I am building a model to predict when a given customer is likely to purchase at our store again (a time between orders problem). My current approach is as follows:
- Targets are bins in fortnights, e.g. label 0 is 0 to 14 days, label 1 is 14 to 28 days, etc. Anything above 56 days is label 4. We don't need any more precision than that.
- I start by filtering out customers who didn't shop a minimum number of times with us, as we need their history for creating the target and for feature engineering (e.g. people who only have one single purchase with us don't have a gap between purchases for training).
- I am ranking their purchases in descending order of dates for each customer (rank 1 is a client's latest purchase, rank 2 the one before, etc.).
- The difference in days between ranks 1 and 2, binned into labels described above, is the target of the model.
- Features are then engineered using information from rank 2 purchase and the history of the client at that point in time. Model gets information about rank 2 purchase itself, such as number of items in basket for that specific purchase, total spend of that purchase, etc. Model also gets cumulative features at that point in time, i.e. ignoring rank 1 row (for instance, the average total spend of that client at the point in time of rank 2 purchase, but not including the spend of rank 1 to avoid data leakage). Average gaps between purchase (again ignoring rank 1) is also included.

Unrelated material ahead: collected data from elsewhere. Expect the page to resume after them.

Issue #1497, opened 2021-03-08
Should objects have pointers back to their parents?


kainino0x:
Today (post-#1478), no objects have attributes that point back to their parents, i.e.:
- device -> adapter
- {queue, buffer, texture, pipeline, command encoder, etc} -> device
- texture view -> texture

Should we add these back-pointers?

Non-blocking because adding them is a non-breaking change.

See also: #1498

Kangz:
Probably want to discuss this for v1.

jdashg:
I want these though. :)

Kangz:
Please describe why you want them back, otherwise conversation is not really moving forward. As discussed in the last meeting there are three types of pointers to parent objects:

 - Pointers to `GPUAdapter`: all of the information is replicated on the device (in terms of what features / limits are actually available on the device) so this pointer back seems unnecessary.
 - Pointers to `GPUDevice`: it is important that middleware / helper libs etc have access to the device that created various resources. But really the device is the root object of WebGPU so it makes sense to pass it to the initialization of these things instead of taking it from a back-pointer of a child object. So I don't think we need it.
 - Pointer to `GPUTexture` from the `GPUTextureView` that's kind of the only one that feels like it might be useful because it's more than one parent object, but do we want to special case textures? People can pass a `GPUTecture` + `GPUTextureViewDescriptor` around.

That's why I don't think back pointers are unnecessary, and folks seemed to agree in the last call.

litherum:
(Just because this doesn't seem to be already written down in this issue) The benefit of having them in Javascript is significantly smaller than the benefit of having them in native code, because they can be polyfilled in javascript with a single fairly-trivial line at object creation.

Kangz:
I think we should close this issue. If we get feedback that back-pointers are critical, it will be a non-breaking change to add them later.

toji:
I recognize that it's still a (contentious) proposal, but it seems likely that if we add any [identifying information about the adapter](https://github.com/gpuweb/gpuweb/issues/2195#issuecomment-992739992) we'll want a back-pointer to it from the device as well. Unless we want to duplicate that same information on the device, which feels awkward.

Also the difference between the features/limits the device was created with and the ones the adapter supports does seem like something that may be of interest to certain libraries. IE: Should the library raise a warning that the developer needs to create the device with a given feature or should it fall back silently because the device in question doesn't support it in the first place.

[...]

PR #2494, opened 2022-01-11
Mirror descriptor properties on GPU resources

### LINKED ISSUE #1498: Should objects expose the descriptor they were created with?
Today, there's no way to do "reflection" on an object to see what descriptor it was created with (or what the results of defaulting were, or see what fields were obeyed), with a few exceptions: `GPUDevice.features`, `GPUDevice.limits`, and `GPUPipelineBase.getBindGroupLayout()`.

Should we reflect descriptors for other objects?
- Easy cases: buffer, texture, etc.
- Hard cases: bind group layout, bind group

See also: #1497, #1309

toji:
Fixes #1498.

Starting to sketch this out to get a better feel for any problems that might come up. Only have done buffer, texture, and queryset. Thoughts so far:
  
 - General guiding principle of what to include and what to not include is "is it mutable".
   - example: `mappedAtCreation` is "mutable" in that the mapped state changes, so it's not exposed here.
   - counter example: a shader module `source` is immutable, but my inclination is that we probably wouldn't want to include it due to size?
 - Being able to reduce some of the indirection in the spec prose is nice.
 - Need to be careful about normalizing things like `GPUExtent3D`
 - Currently returning texture `size` as a dictionary, which incurs copies. Can create an `interface GPUExtent3DReadOnly` and friends if that's a problem (but I don't really think it is.)

***
<a href="https://pr-preview.s3.amazonaws.com/gpuweb/gpuweb/pull/2494.html" title="Last updated on Jan 11, 2022, 10:30 PM UTC (89bbd17)">Preview</a> | <a href="https://pr-preview.s3.amazonaws.com/gpuweb/gpuweb/2494/6481473...89bbd17.html" title="Last updated on Jan 11, 2022, 10:30 PM UTC (89bbd17)">Diff</a>

### DIFF
--- a/spec/index.bs
+++ b/spec/index.bs
@@ -2030,8 +2030,8 @@ that returns a new buffer in the [=buffer state/mapped=] or [=buffer state/unmap
 <script type=idl>
 [Exposed=(Window, DedicatedWorker), SecureContext]
 interface GPUBuffer {
-    readonly attribute GPUSize64 size;
-    readonly attribute GPUBufferUsageFlags usage;
+    readonly attribute unsigned long long size;
+    readonly attribute unsigned long usage;
 
     Promise<undefined> mapAsync(GPUMapModeFlags mode, optional GPUSize64 offset = 0, optional GPUSize64 size);
     ArrayBuffer getMappedRange(optional GPUSize64 offset = 0, optional GPUSize64 size);
@@ -2475,11 +2475,11 @@ that returns a new texture.
 [Exposed=(Window, DedicatedWorker), SecureContext]
 interface GPUTexture {
     [SameObject] readonly attribute GPUExtent3DReadOnly size;
-    readonly attribute GPUIntegerCoordinate mipLevelCount;
-    readonly attribute GPUSize32 sampleCount;
+    readonly attribute unsigned long mipLevelCount;
+    readonly attribute unsigned long sampleCount;
     readonly attribute GPUTextureDimension dimension;
     readonly attribute GPUTextureFormat format;
-    readonly attribute GPUTextureUsageFlags usage;
+    readonly attribute unsigned long usage;
 
     GPUTextureView createView(optional GPUTextureViewDescriptor descriptor = {});
 
@@ -2736,10 +2736,10 @@ interface GPUTextureView {
     readonly attribute GPUTextureFormat format;
     readonly attribute GPUTextureViewDimension dimension;
     readonly attribute GPUTextureAspect aspect;
-    readonly attribute GPUIntegerCoordinate baseMipLevel;
-    readonly attribute GPUIntegerCoordinate mipLevelCount;
-    readonly attribute GPUIntegerCoordinate baseArrayLayer;
-    readonly attribute GPUIntegerCoordinate arrayLayerCount;
+    readonly attribute unsigned long baseMipLevel;
+    readonly attribute unsigned long mipLevelCount;
+    readonly attribute unsigned long baseArrayLayer;
+    readonly attribute unsigned long arrayLayerCount;
 };
 GPUTextureView includes GPUObjectBase;
 </script>
@@ -8914,7 +8914,7 @@ Queries {#queries}
 [Exposed=(Window, DedicatedWorker), SecureContext]
 interface GPUQuerySet {
     readonly attribute GPUQueryType type;
-    readonly attribute GPUSize32 count;
+    readonly attribute unsigned long count;
 
     undefined destroy();
 };
@@ -10421,9 +10421,9 @@ typedef (sequence<GPUIntegerCoordinate> or GPUExtent3DDict) GPUExtent3D;
 interface GPUExtent3DReadOnly {
     constructor(GPUExtent3D extent);
 
-    readonly attribute GPUIntegerCoordinate width;
-    readonly attribute GPUIntegerCoordinate height;
-    readonly attribute GPUIntegerCoordinate depthOrArrayLayers;
+    readonly attribute unsigned long width;
+    readonly attribute unsigned long height;
+    readonly attribute unsigned long depthOrArrayLayers;
 };
 </script>
 
--- a/spec/index.bs
+++ b/spec/index.bs
@@ -2474,7 +2474,7 @@ that returns a new texture.
 <script type=idl>
 [Exposed=(Window, DedicatedWorker), SecureContext]
 interface GPUTexture {
-    readonly attribute GPUExtent3DDict size;
+    [SameObject] readonly attribute GPUExtent3DReadOnly size;
     readonly attribute GPUIntegerCoordinate mipLevelCount;
     readonly attribute GPUSize32 sampleCount;
     readonly attribute GPUTextureDimension dimension;
@@ -2493,8 +2493,7 @@ GPUTexture includes GPUObjectBase;
 <dl dfn-type=attribute dfn-for="GPUTexture">
     : <dfn>size</dfn>
     ::
-        Returns {{GPUTexture/[[descriptor]]}}.{{GPUTextureDescriptor/size}} as a {{GPUExtent3DDict}},
-        accessed as described by [=Extent3D=].
+        Returns a {{GPUExtent3DReadOnly}} initialized with {{GPUTexture/[[descriptor]]}}.{{GPUTextureDescriptor/size}}.
 
     : <dfn>mipLevelCount</dfn>
     ::
@@ -10417,6 +10416,15 @@ dictionary GPUExtent3DDict {
     GPUIntegerCoordinate depthOrArrayLayers = 1;
 };
 typedef (sequence<GPUIntegerCoordinate> or GPUExtent3DDict) GPUExtent3D;
+
+[Exposed=(Window, DedicatedWorker), SecureContext]
+interface GPUExtent3DReadOnly {
+    constructor(GPUExtent3D extent);
+
+    readonly attribute GPUIntegerCoordinate width;
+    readonly attribute GPUIntegerCoordinate height;
+    readonly attribute GPUIntegerCoordinate depthOrArrayLayers;
+};
 </script>
 
 An <dfn dfn>Extent3D</dfn> is a {{GPUExtent3D}}.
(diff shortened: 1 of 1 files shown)


spec/index.bs
```diff
@@ -2639,7 +2675,14 @@ namespace GPUTextureUsage {
...
                     1. Let |t| be a new {{GPUTexture}} object.
-                    1. Set |t|.{{GPUTexture/[[descriptor]]}} to |descriptor|.
+                    1. Set |t|.{{GPUTexture/size}}.{{GPUExtent3DDict/width}} to |descriptor|.{{GPUTextureDescriptor/size}}.[=Extent3D/width=].
+                    1. Set |t|.{{GPUTexture/size}}.{{GPUExtent3DDict/height}} to |descriptor|.{{GPUTextureDescriptor/size}}.[=Extent3D/height=].
+                    1. Set |t|.{{GPUTexture/size}}.{{GPUExtent3DDict/depthOrArrayLayers}} to |descriptor|.{{GPUTextureDescriptor/size}}.[=Extent3D/depthOrArrayLayers=].
+                    1. Set |t|.{{GPUTexture/mipLevelCount}} to |descriptor|.{{GPUTextureDescriptor/mipLevelCount}}.
+                    1. Set |t|.{{GPUTexture/sampleCount}} to |descriptor|.{{GPUTextureDescriptor/sampleCount}}.
+                    1. Set |t|.{{GPUTexture/dimension}} to |descriptor|.{{GPUTextureDescriptor/dimension}}.
+                    1. Set |t|.{{GPUTexture/format}} to |descriptor|.{{GPUTextureDescriptor/format}}.
+                    1. Set |t|.{{GPUTexture/usage}} to |descriptor|.{{GPUTextureDescriptor/usage}}.
```
kainino0x, line 2685: nit: Attributes are "getters", so we can define algorithm steps to define what happens when you access them. Those steps could just reach into `this.[[descriptor]]` to get the value.

(I don't think attributes inherently have any storage behind them which is how I ended up with the language "backed by an immutable internal slot of the same name" in a few places like https://gpuweb.github.io/gpuweb/#dom-gpuuncapturederrorevent-error . So if we don't have [[descriptor]] then I guess we should probably do something like that.)

spec/index.bs
```diff
@@ -2039,17 +2042,21 @@ interface GPUBuffer {
...
     ::
         The length of the {{GPUBuffer}} allocation in bytes.
 
-    : <dfn>\[[usage]]</dfn> of type {{GPUBufferUsageFlags}}.
+    : <dfn>usage</dfn>
     ::
         The allowed usages for this {{GPUBuffer}}.
+</dl>
+
+{{GPUBuffer}} has the following internal slots:
```
kainino0x, line 2057: nit: I think we should have an internal slot for the buffer descriptor and have the attributes return values from it (see comment below).

kainino0x (commented):
Didn't read all the details, but the API shape LGTM

spec/index.bs
```diff
@@ -2459,22 +2466,51 @@ that returns a new texture.
 <script type=idl>
 [Exposed=(Window, DedicatedWorker), SecureContext]
 interface GPUTexture {
+    readonly attribute GPUExtent3DDict size;
```
Kangz, line 2469: WDYT of even inlining the size, so you'd get .width .height and .depthOrArrayLayers?

toji: We could do that, but if we keep it as a dict (or even a sequence or interface) then it becomes easier to pass around to other API calls. For example:

```
const depthTexture = device.createTexture({
  size: colorTexture.size,
  format: 'depth24plus',
  /* ... */
});
```

spec/index.bs
toji: Updated the PR to do that. It certainly makes the PR itself smaller, since we don't need to update all the algorithms anymore. (I guess we still could, which may still be nice for readability.)

toji:
Also added attributes to GPUTextureView and GPUSampler. The rest of the objects feel more complicated for various reasons, so I'm inclined to leave them off for now:

 - As previously stated, it feels potentially heavyweight to include the `source` or `sourceMap` for `GPUShaderModule`, and the `hints` is an awkward structure that I don't see any benefit to repeating.
 - Deep structures like `GPURenderPipelineDescriptor` don't feel appropriate to resurface directly as attributes, and would be unwieldy to flatten.
 - Anything that surfaces another GPU object (IE: `GPUPipelineLayout`s exposing their list of `GPUBindGroupLayouts`) feels akin to [linking back to parent objects](https://github.com/gpuweb/gpuweb/issues/1497) and as such I think we should hold off on those till we have an answer for that issue.
   - `GPUExternalTexture`'s `source` also kinda fits into this bucket.

Also, the CI is complaining that I can't return a dictionary as an argument (a problem we somewhat anticipated) so I've added a `GPUExtent3DReadOnly` interface to surface the texture size with. The alternative, which I'd be OK with, is to go with @Kangz's suggestion of [flattening the extent attributes out](https://github.com/gpuweb/gpuweb/pull/2494#discussion_r781873779), though I mildly prefer keeping them grouped.

spec/index.bs
```diff
@@ -2030,6 +2030,9 @@ that returns a new buffer in the [=buffer state/mapped=] or [=buffer state/unmap
 <script type=idl>
 [Exposed=(Window, DedicatedWorker), SecureContext]
 interface GPUBuffer {
+    readonly attribute GPUSize64 size;
+    readonly attribute GPUBufferUsageFlags usage;
```
kainino0x, line 2034: needs to be `unsigned long`; `[EnforceRange]` is not allowed on readonly attributes: https://webidl.spec.whatwg.org/#EnforceRange

spec/index.bs
```diff
@@ -2459,13 +2474,48 @@ that returns a new texture.
 <script type=idl>
 [Exposed=(Window, DedicatedWorker), SecureContext]
 interface GPUTexture {
+    [SameObject] readonly attribute GPUExtent3DReadOnly size;
+    readonly attribute GPUIntegerCoordinate mipLevelCount;
+    readonly attribute GPUSize32 sampleCount;
+    readonly attribute GPUTextureDimension dimension;
+    readonly attribute GPUTextureFormat format;
+    readonly attribute GPUTextureUsageFlags usage;
```
kainino0x, line 2482: same for GPUIntegerCoordinate, GPUSize32, and GPUTextureUsageFlags

spec/index.bs
```diff
@@ -2683,10 +2733,49 @@ all previously submitted operations using it are complete.
 <script type=idl>
 [Exposed=(Window, DedicatedWorker), SecureContext]
 interface GPUTextureView {
+    readonly attribute GPUTextureFormat format;
+    readonly attribute GPUTextureViewDimension dimension;
+    readonly attribute GPUTextureAspect aspect;
+    readonly attribute GPUIntegerCoordinate baseMipLevel;
+    readonly attribute GPUIntegerCoordinate mipLevelCount;
+    readonly attribute GPUIntegerCoordinate baseArrayLayer;
+    readonly attribute GPUIntegerCoordinate arrayLayerCount;
```
kainino0x, line 2742: same

spec/index.bs
```diff
@@ -8770,11 +8913,26 @@ Queries {#queries}
 <script type=idl>
 [Exposed=(Window, DedicatedWorker), SecureContext]
 interface GPUQuerySet {
+    readonly attribute GPUQueryType type;
+    readonly attribute GPUSize32 count;
```
kainino0x, line 8917: same

spec/index.bs
```diff
@@ -10258,6 +10416,15 @@ dictionary GPUExtent3DDict {
...
 };
 typedef (sequence<GPUIntegerCoordinate> or GPUExtent3DDict) GPUExtent3D;
+
+[Exposed=(Window, DedicatedWorker), SecureContext]
+interface GPUExtent3DReadOnly {
+    constructor(GPUExtent3D extent);
+
+    readonly attribute GPUIntegerCoordinate width;
+    readonly attribute GPUIntegerCoordinate height;
+    readonly attribute GPUIntegerCoordinate depthOrArrayLayers;
```
kainino0x, line 10426: same

kainino0x (approved):

spec/index.bs
toji: Good catch, thanks! Updated all of them.

juj:
> General guiding principle of what to include and what to not include is "is it mutable". 

I would like to propose a slightly revised guiding principle of what to include: "with the information you are able to access, can you _manually_ serialize the resource back to CPU side and clone it again as new to GPU side in 1:1 form? (maybe on a later browser page visit)"

The _manually_ part is important, and means that there is no wish to actually have a .serialize() or a .clone() behavior (that functionality would be cool, but it would not help the introspection issue as it could be a black box opaque handle based operation), but instead: is the user is able to capture the info about the resource in a white box manner, and later call the same/original API steps to create a new resource with the same state?

WebGL and GL in general had big problems with this. As result, composability of WebGL tools and libraries suffered, and building WebGL profilers, inspectors, tracers and debuggers was a pain.

> counter example: a shader module source is immutable, but my inclination is that we probably wouldn't want to include it due to size?

Is the WebGPU spec developed explicitly from the perspective that implementations will be able to throw away the shader source text after compilation is done? If so, it would be great to have a debugging extension where the source was available if that extension was enabled. (also that extension would be great to give the platform specific intermediate and lowest level shader bytecodes. Requiring one to flip a custom browser config flag to enable that extension would be fine)

Kangz:
Overall the length of this discussion is why I think we need to do something extremely limited here, or postpone after v1. There are a lot of possibilities of what we do, with no obvious best solution so this topic will spend a lot of valuable standardization time that's scarce before v1.

> I would like to propose a slightly revised guiding principle of what to include: "with the information you are able to access, can you manually serialize the resource back to CPU side and clone it again as new to GPU side in 1:1 form?

What do you consider a resource? Only texture, buffer and query set or also every other WebGPU object?

> Is the WebGPU spec developed explicitly from the perspective that implementations will be able to throw away the shader source text after compilation is done? If so, it would be great to have a debugging extension where the source was available if that extension was enabled. (also that extension would be great to give the platform specific intermediate and lowest level shader bytecodes. Requiring one to flip a custom browser config flag to enable that extension would be fine)

It is a trivial shim to keep the source on the SharedModule, it would be as much work to enable as a WebGPU extension. For the intermediate representations of the shaders, that's more browser specific, but in Chromium you can do that with `--enable-dawn-features=dump_shaders`.

juj:
> Only texture, buffer and query set or also every other WebGPU object?

All the WebGPU objects, more or less - except maybe the few that are intended to be transient that don't span more than a single frame in lifetime.

kainino0x:
Mostly obsoleted by #2919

- This model will be trained on this data above that includes features of rank 2 plus cumulative features at that point in time. This data is then split into train/test data sets, and the model is trained and evaluated. For the inference pipeline, the model will then use rank 1 purchase information plus cumulative features at that point in time in order to predict the actual next purchase date bin for each client.
I'm trying to improve the performance of this model and features about recent behaviour could prove to be relevant, e.g. how many times someone visited our website in the last week/week prior to their purchase. However, I am having trouble finding a way of including this type of feature given my approach above. The issue is:
- if we look at website visists last week, this would be a client-level feature that would be the same for both ranks 1 and 2. Inference performance seems much poorer than on the test dataset (tested by applying the approach to data that is 3 months old and comparing inferences with actual returning clients).
- Using frequency of website visits the week before rank 2 purchase requires knowing the purchase date, so this wouldn't work for the inference process either as it would require knowledge of the target.
Would anyone have suggestions on how to include these recent behaviour features in this model?